# [Review] Cooler Master Seidon 120V.v2



## the_leon (28. Mai 2016)

Cooler Master Seidon 120V.v2
​ 



			Dieser Inhalt steht nur eingeloggten Mitgliedern zur Verfügung.
        

​   Vielen Kompaktwasserkühlungen wird nachgesagt dass sie schlechter Kühlen als vergleichbare Luftkühler, zu teuer sind und laute Lüfter haben. Deshalb wollte ich eine AiO testen um herauszufinden ob das nur Vorurteile sind oder auch etwas dran ist

Vorwort
  Ich erstelle alle Testberichte ohne professionellem Anspruch und mit den mir zur Verfügung stehenden Mitteln.
  Ich fertige alle Tests nach bestem Wissen und Gewissen, für etwaige Fehler kann ich keine Haftung übernehmen.

  Danksagung
  An dieser Stelle möchte ich mich bei Cooler Master bedanken, die mir den Kühler zur Verfügung gestellt haben.

Verpackung
Die Verpackung ist relativ klein, aber es ist ja auch ein Kompaktwasserkühlung, also warum sollte das nicht auch auf die Verpackung zutreffen? Ansonsten ist die Verpackung recht schlicht in schwarz/weiß gehalten, Lila ist nicht mit von der Partie.
   Sie gibt an, dass das Produkt für die Sockel 1150 und FM2+ geeignet ist. Ein zusätzlicher Aufkleber wirbt mit Kompatibilität zu 1151 und 2011-3.



			Dieser Inhalt steht nur eingeloggten Mitgliedern zur Verfügung.
        



Zubehör
Das Zubehör ist in kleinere Plastiktütchen verpackt und gut sortiert.
Das Montagematerial unterstützt die Sockel 775, 1151, 1151, 1155, 1156, 1366, 2011, 2011-3, AM2(+), AM3(+), FM1 und FM2(+).
Die Anleitung zeigt deutlich das eine gute Anleitung auch mit wenigen Worten (aber dafür umso mehr Bildern) auskommen kann.

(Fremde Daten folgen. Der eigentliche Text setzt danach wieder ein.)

PR #2098, opened 2020-07-13
fix(exthost): Successful install and load extension (flutter/dart) (#2097)

### LINKED ISSUE #2097: Installing extension results in error by parsing package.json (Expected a string, but got [ "workspace" ])
Hey Oni2 Team.

I found an issue according to installing the flutter and dart extensions. The following text describes the scenario and possible solution.

## Scenario:

Install extension using:
`oni2 --install-extension ~/Downloads/Dart-Code.dart-code-3.12.2.vsix
Successfully installed extension: ~/Downloads/Dart-Code.dart-code-3.12.2.vsix`
which is then available at
`ls ~/.config/oni2/extensions 
Dart-Code.dart-code-3.12.2.vsix`

The  extension will not appear in the extension tab in oni2.
While running `oni2 with -f` the terminal shows
`~/.config/oni2/extensions/Dart-Code.flutter-3.12.2.vsix/package.json:
    Expected a string, but got [ "workspace" ]`

## Possible solution
In the package.json of the extension the "extensionKind" key has a list of string as a value. (As described at the visual studio documentation: https://code.visualstudio.com/api/advanced-topics/remote-extensions#:~:text=%22extensionKind%22%3A%20%5B%22workspace,extensions%20fall%20into%20this%20category.)
only 
```"extensionKind": ["workspace"]``` 
```"extensionKind": ["ui"]```
```"extensionKind": ["ui", "workspace"]```
or 
```"extensionKind": ["workspace", "ui"]``` 
are valid options.

Therefore the extensionKind: kind which results in a string ("ui" or "workspace") should be a list of strings. (File: src/Exthost/Extension/Manifest.re)

If you need any additional information do not hesitate to ask for them. I would be glad to help =)

*PS: I also have a working patch which I will upload and link to this issue in a few minutes*

reinies:
Change property extensionKind to list of strings as described in
https://code.visualstudio.com/api/advanced-topics/remote-extensions#:~:text=%22extensionKind%22%3A%20%5B%22workspace,extensions%20fall%20into%20this%20category

The property extensionKind have only
  "extensionKind": ["workspace"]
  "extensionKind": ["ui"]
  "extensionKind": ["ui", "workspace"]
  "extensionKind": ["workspace", "ui"]

Therefore the old way "extensionKind":"workspace" or "extensionKind": "ui"
is not valid anymore and has also be updated in InitData.re

Fixes #2097

### DIFF
--- a/src/Exthost/Extension/Exthost_Extension.rei
+++ b/src/Exthost/Extension/Exthost_Extension.rei
@@ -126,6 +126,12 @@ module Contributions: {
 };
 
 module Manifest: {
+  module Kind: {
+    [@deriving show]
+    type t =
+      | Ui
+      | Workspace;
+  };
   [@deriving show]
   type t = {
     name: string,
@@ -142,16 +148,15 @@ module Manifest: {
     activationEvents: list(string),
     extensionDependencies: list(string),
     extensionPack: list(string),
-    extensionKind: list(string),
+    extensionKind: list(Kind.t),
     contributes: Contributions.t,
     enableProposedApi: bool,
-  }
+  };
 
   let decode: Oni_Core.Json.decoder(t);
 
   let identifier: t => string;
   let getDisplayName: t => string;
-
 };
 
 module Scanner: {
--- a/src/Exthost/Extension/Exthost_Extension.rei
+++ b/src/Exthost/Extension/Exthost_Extension.rei
@@ -142,21 +142,16 @@ module Manifest: {
     activationEvents: list(string),
     extensionDependencies: list(string),
     extensionPack: list(string),
-    extensionKind: kind,
+    extensionKind: list(string),
     contributes: Contributions.t,
     enableProposedApi: bool,
   }
-
-  and kind =
-    | Ui
-    | Workspace;
 
   let decode: Oni_Core.Json.decoder(t);
 
   let identifier: t => string;
   let getDisplayName: t => string;
 
-  module Encode: {let kind: Oni_Core.Json.encoder(kind);};
 };
 
 module Scanner: {
@@ -199,7 +194,7 @@ module InitData: {
       engines: string,
       activationEvents: list(string),
       extensionDependencies: list(string),
-      extensionKind: string,
+      extensionKind: list(string),
       enableProposedApi: bool,
     };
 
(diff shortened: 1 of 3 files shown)


tristil:
@reinies This has to be backward compatible though, so it has to support both list and a string.

reinies:
Hey @tristil,
thanks for your response. Do you have an example which is using this property as a string. So I could test it while developing.
Thanks you =)

reinies:
Just for testing purposes I can change it by hand in the flutter package and try to install it. But is there an extension which have it by default? Maybe from the beginning it was never a string but a list.

reinies:
Ah, no.. prior version 1.4 of the visual studio code release it was only a string. Found on https://code.visualstudio.com/api/advanced-topics/remote-extensions#:~:text=%22extensionKind%22%3A%20%5B%22workspace,extensions%20fall%20into%20this%20category 
``` Note: Prior releases allowed an extension to specify single location as a string and it is deprecated in favor of multiple location support (array).``` 

Therefore you are right. I should change it to support both, list and string.

tristil:
@reinies Here is one that uses the old format https://marketplace.visualstudio.com/items?itemName=Shan.code-settings-sync

reinies:
Thanks @tristil . So I go back to the drawing board and search a way to support both.

bryphe:
Thanks @reinies for the help investigating and fixing this, and @tristil for the review. Really appreciate it!

> Thanks @tristil . So I go back to the drawing board and search a way to support both.

Indeed - this was a little confusing for me too (took me a while to wrap my head around the 'decoder' strategy - the approach we use is inspired by decoders in Elm: https://guide.elm-lang.org/effects/json.html)

There's a `one_of` decoder that takes a bunch of decoders and tries them to see if one works - so it's a good way to handle parsing different kinds of JSON (either a string, or a list of strings) - and then in the single-string case, we can just map it back to a list. I gave this a go here: https://github.com/onivim/oni2/pull/2098/commits/78aaad6f97d5e90e64bcbd530752eb01dc0c7615

bryphe:
Looks like the extension at least gets past parsing now - thanks @reinies and @tristil for the help!

reinies:
@bryphe great work. Love the solution you build *thumbs up*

			Dieser Inhalt steht nur eingeloggten Mitgliedern zur Verfügung.
        



Aufbau
  Die Schläuche bestehen aus 30cm langem Plastikwellrohr. Die ist eine gute Lösung da die Schläuche so nicht knicken können. Bei einer Custom Wakü ist dies weniger ein Problem, einer AiO kann dies allerdings zum Verhängnis werden, da die Schlauchlänge vom Hersteller vorgegeben ist und bei einer unpassenden Länge die Schläuche zum Abknicken neigen.
  Der (nicht polierte) Kühlerboden besteht aus Kupfer. Die gesamte Pumpen/Kühler Konstruktion misst ca. 7,5x6,5x3cm und ist in schwarz/grau gehalten. Eine blaue LED zeigt den Betrieb an. Angeschlossen wir die Pumpe mit einem ungesleevten 3-Pin Lüfterkabel.
  Der Aluradiator hat 15x12x2,8cm eine typische Größe für 120mm Radiatoren. Dank der mitgelieferten Schrauben lässt sich eine Push/Pull Konfiguration einrichten.
  Der mitgelieferte Silencio dreht mit maximal 2200 Umdrehungen und wird über ein schwarz gesleevtes PWM Kabel angeschlossen. Die fünf Lüfterblätter sind sichelförmig und sollen so einen höheren statischen Druck erzeugen



			Dieser Inhalt steht nur eingeloggten Mitgliedern zur Verfügung.
        



Einbau
  Der Einbau ist eigentlich recht einfach. Besonders die gut bebilderte Anleitung hilft wenn es schwer wird. Am besten ist es mit der Montage des Kühlers zu beginnen und danach den Radiator zu befestigen. Auch ist es einfacher wenn man das Mainboard aus dem Case ausbaut. Aber auch im eingebauten Zustand ist die Montage möglich.
  Hier müssen zuerst 4 Schrauben von hinten durch die Backpalte gesteckt werden und durch schwarze Gummiteile gesichert.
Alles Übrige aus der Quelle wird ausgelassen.